A major crash on Southwest Freeway brought traffic to a crawl Tuesday morning at 8:14 AM, adding to what's become an unusually active stretch of road in Harris County.
Emergency crews responded to the scene at 11019 Southwest Freeway as the incident unfolded during the early-morning commute. The crash disrupted flow on one of the region's busier corridors, though conditions were clear at the time — scattered clouds and 86 degrees.
What makes this incident noteworthy isn't just the disruption it caused Tuesday morning. According to LocalTrafficAccidents.com data, Southwest Freeway at this location has recorded 39 incidents over the past 30 days, with 26 of those classified as major. Over the past 90 days, that number climbs to 84 total incidents, 51 of them major. The 12-month picture shows 158 incidents at this location, 87 major.

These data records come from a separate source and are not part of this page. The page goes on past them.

PR #70, opened 2022-03-23
A way to get edge members (not edge ids)

### LINKED ISSUE #28: Add function to get list of edges (not edge ids)
Currently, 

```python
H.edges 
# EdgeView([3, 2, 4, 9])
```
outputs edge ids, not edges as list of member nodes. 
It's often useful to access edges as list of member nodes.
One current way is ` list(H._edge.values()) ` but it's long and hidden.

Should we have a two views? 

- EdgeIdView (to replace current EdgeView): for ids
```python
H.edges_id
# EdgeIdView([3, 2, 4, 9])
```

- EdgeView:for list of member nodes
```python
H.edges
# EdgeView([[0], [3, 4], [4], [4]])
```

leotrs:
Fixes #28.

```python
H = xgi.Hypergraph([[1, 2, 3], [3, 4], [4, 5, 6]])
H.edges.members()
# -> [[1, 2, 3], [3, 4], [4, 5, 6]]
H.edges.members(dtype=dict)
# -> {0: [1, 2, 3], 1: [3, 4], 2: [4, 5, 6]}
```

### DIFF
--- a/tests/classes/test_reportviews.py
+++ b/tests/classes/test_reportviews.py
@@ -1,0 +1,10 @@
+import pytest
+
+import xgi
+from xgi.exception import XGIError
+
+
+def test_edge_members(edgelist3):
+    H = xgi.Hypergraph(edgelist3)
+    assert H.edges.members() == [[1, 2, 3], [3, 4], [4, 5, 6]]
+    assert H.edges.members(dtype=dict) == {0: [1, 2, 3], 1: [3, 4], 2: [4, 5, 6]}
--- a/xgi/classes/reportviews.py
+++ b/xgi/classes/reportviews.py
@@ -372,7 +372,7 @@ class EdgeView(IDView):
     def __init__(self, hypergraph):
         super(EdgeView, self).__init__(hypergraph._edge, hypergraph._edge_attr)
 
-    def members(self, e):
+    def members(self, e=None, dtype=list):
         """Get the nodes that are members of an edge.
 
         Given an edge ID, this method returns the node IDs
@@ -394,6 +394,14 @@ class EdgeView(IDView):
             Returns an error if the user tries passing in a slice or if
             the edge ID does not exist in the hypergraph.
         """
+        if e is None:
+            if dtype is dict:
+                return self._ids.copy()
+            elif dtype is list:
+                return [v for _, v in self._ids.items()]
+            else:
+                raise XGIError(f"Unrecognized dtype {dtype}")
+
         try:
             return self._ids[e]
         except KeyError:


xgi/classes/reportviews.py
```diff
@@ -372,7 +372,7 @@ class EdgeView(IDView):
     def __init__(self, hypergraph):
         super(EdgeView, self).__init__(hypergraph._edge, hypergraph._edge_attr)
 
-    def members(self, e):
+    def members(self, e=None, dtype=list):
         """Get the nodes that are members of an edge.
 
         Given an edge ID, this method returns the node IDs
```
maximelucas, line 378: add dtype to doc

xgi/classes/reportviews.py
```diff
@@ -372,7 +372,7 @@ class EdgeView(IDView):
     def __init__(self, hypergraph):
         super(EdgeView, self).__init__(hypergraph._edge, hypergraph._edge_attr)
 
-    def members(self, e):
+    def members(self, e=None, dtype=list):
```
maximelucas, line 375: add dtype to doc

leotrs:
> ```python
> H = xgi.Hypergraph([[1, 2, 3], [3, 4], [4, 5, 6]])
> 
> H.edge_ids
> # -> EdgeIDView((0, 1, 2))
> H.edges
> # -> EdgeView([[1, 2, 3], [3, 4], [4, 5, 6]])
> H.edges(return_dict=True)
> # -> {0: [1, 2, 3], 1: [3, 4], 2: [4, 5, 6]}
> ```

The first one is currently `H.edges`. The second one (after this PR) is currently `H.edges.members()`. I agree the that having something shorter would be nice.. but OTOH I do like the fact that the current `edges` and `edges.members` implementation emphasizes the fact that edges are usually treated as IDs, and not as collections of nodes. So it makes sense to me to use the shorter `H.edges` to expose the default version (the IDs) and the longer `H.edges.members()` to expose the non-default version (collections of nodes).

There is still no way of  getting the dict version, other than accessing directly `H._edges`, which is probably a bad idea. Maybe we can implement something like `H.edges.todict()` that returns a copy of the internal dictionary?

maximelucas:
Sure I agree, it's just a matter of how to call them. And I agree that your implementation makes sense :)
I'd say let's just merge for now and see at the next meeting, if people want to implement the other way later on or just keep this one.

xgi/classes/reportviews.py
```diff
@@ -394,6 +394,14 @@ def members(self, e):
             Returns an error if the user tries passing in a slice or if
             the edge ID does not exist in the hypergraph.
         """
+        if e is None:
+            if dtype is dict:
+                return self._ids.copy()
+            elif dtype is list:
+                return [v for _, v in self._ids.items()]
```
nwlandry, line 401: What about making this `list(self._ids.values())`?

nwlandry:
Thoughts on allowing users to specify an iterable of ids, e.g., `H.edges.members([0, 1])`?

xgi/classes/reportviews.py
leotrs: Done

tests/classes/test_reportviews.py
```diff
@@ -0,0 +1,10 @@
+import pytest
+
+import xgi
+from xgi.exception import XGIError
+
+
+def test_edge_members(edgelist3):
+    H = xgi.Hypergraph(edgelist3)
+    assert H.edges.members() == [[1, 2, 3], [3, 4], [4, 5, 6]]
+    assert H.edges.members(dtype=dict) == {0: [1, 2, 3], 1: [3, 4], 2: [4, 5, 6]}
```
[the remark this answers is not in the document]
leotrs: Yep, you're right.. but I think I'd rather keep this for now rather than deal with that ... (I think we need to normalize that too soon)

xgi/classes/reportviews.py
leotrs: Done

tests/classes/test_reportviews.py
```diff
@@ -0,0 +1,10 @@
+import pytest
+
+import xgi
+from xgi.exception import XGIError
+
+
+def test_edge_members(edgelist3):
+    H = xgi.Hypergraph(edgelist3)
+    assert H.edges.members() == [[1, 2, 3], [3, 4], [4, 5, 6]]
```
nwlandry, line 9: I would add an assert to check a single ID, i.e. `H.edges.members(0)` and check that an Error is thrown in the `None` case and the single id case.

nwlandry (approved):
I've approved this because my suggested changes were minor.

tests/classes/test_reportviews.py
leotrs: I added the new test case for members(0). The case of members(None) is actually the default, which outputs all of them so it shouldn't give an error-1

The corridor's timing pattern offers one unexpected insight: crashes here skew toward the weekend rather than the weekday commute. The single busiest hour is actually 6 to 7 PM, when eight crashes have occurred. Sundays rank as the highest-incident day over the past 90 days, with 15 crashes recorded.
Historical context from state records underscores the persistent challenge at this stretch. Per TxDOT CRIS public crash records, 1,474 crashes have been recorded within about a quarter-mile of this location since January 2020, including seven fatalities. Contributing factors as recorded by the investigating officer show "Failed To Control Speed" as the most common factor across that span, cited in 525 crashes at the corridor.
Hit-and-run incidents account for 12.0 percent of crashes here — 364 of the 3,021 units involved in those incidents, according to state records.
Tuesday's crash adds to the volume. Authorities handled the scene and worked to clear the roadway. The data reflects what drivers on this corridor know firsthand: the stretch carries consistent incident risk across multiple hours and seasons, with no single time window offering a clear safety advantage.
This report was produced by LTA's editor-designed production system under the executive editorial direction of Dennis R. Mundy, Executive Editor. The system combines our proprietary data pipeline with AI-assisted drafting to deliver verified incident coverage to LTA's editorial standards.